The drop in profits is likely to overshadow Shell’s expected report of record earnings for the year – estimated at $30.7bn. The year total was boosted by oil price highs of $147 a barrel last summer.

The persistent depression of oil prices combined with a weakening demand for fuel could make for a tough start to the tenure of incoming Shell chief executive Peter Voser, who is due to take over from Jeroen van der Veer in July.

Analysts at ING are predicting average sector profits for the fourth quarter to be down 27pc on the year before, meaning oil company shareholders who are used to record dividends are likely to see their payments fall significantly.

Forecasts for rival oil company BP predict fourth-quarter profits of $2.98bn, in line with its 2007 profits – the year in which the company suffered problems at its US refining business. BP is expected to report healthy full-year profits of $26.5bn – more than 50pc up on 2007, but the cautious outlook for 2009 is likely to put a dampener on the results.

Plunging profits in the fourth quarter are expected to be mirrored across the world when France’s Total, Italy’s Eni and the US’s Exxon Mobil Corp report their results.

Shell has already delayed a project in Canada, while more investment in exploration has been shelved in the US, Mexico and Damman, Saudi Arabia, on the basis of weak oil prices.

Energy analysts have argued that under-investment caused by flagging profits this year could cause a price “time-bomb” in the future.

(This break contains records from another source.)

PR #267, opened 2020-10-30
DM-26696: Support new fix_header API

timj:
Depends on lsst/astro_metadata_translator#43

### DIFF
--- a/python/lsst/obs/lsst/translators/latiss.py
+++ b/python/lsst/obs/lsst/translators/latiss.py
@@ -167,13 +167,21 @@ class LatissTranslator(LsstBaseTranslator):
         return False
 
     @classmethod
-    def fix_header(cls, header):
+    def fix_header(cls, header, instrument, obsid, filename=None):
         """Fix an incorrect LATISS header.
 
         Parameters
         ----------
         header : `dict`
             The header to update.  Updates are in place.
+        instrument : `str`
+            The name of the instrument.
+        obsid : `str`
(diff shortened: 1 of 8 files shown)


python/lsst/obs/lsst/translators/latiss.py
```diff
@@ -196,17 +204,21 @@ def fix_header(cls, header):
...
 
         Corrections are reported as debug level log messages.
+
+        See `~astro_metadata_translator.fix_header` for details of the general
+        process.
         """
         modified = False
 
+        # Prefer filename to obsid for log messages
+        log_label = filename or obsid
```
RobertLuptonTheGood, line 214: Is this pattern documented?  I might well have put both into the log message (I think your choice is fine)

RobertLuptonTheGood (approved):
OK

python/lsst/obs/lsst/translators/latiss.py
timj: It's not documented because it's currently a decision specifically for this method. We could have a class method that is given the file and obsid and returns a consistent string.  You are allowed to put both in but you have to handle the case where there is no file known so we could instead do something like

```python
log_label = f"{filename}:{obsid}" if filename else obsid
```
I'm fine either way.

timj: Following your comment above I have standardized this in a single method and switched all logging to use it. I did add the filename and obsid if filename is defined.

“The oil price would need to be in the range of $70-$80 a barrel to make these projects economically viable,” said Ian Parrett, an analyst at energy consultants Inenco.

However, Middle East investment is still thriving. Oil facilities provider Petrofac was awarded a $2.3bn contract over the weekend by Abu Dhabi Company for Onshore Oil Operations (ADCO) for the development of the onshore Asab oil field.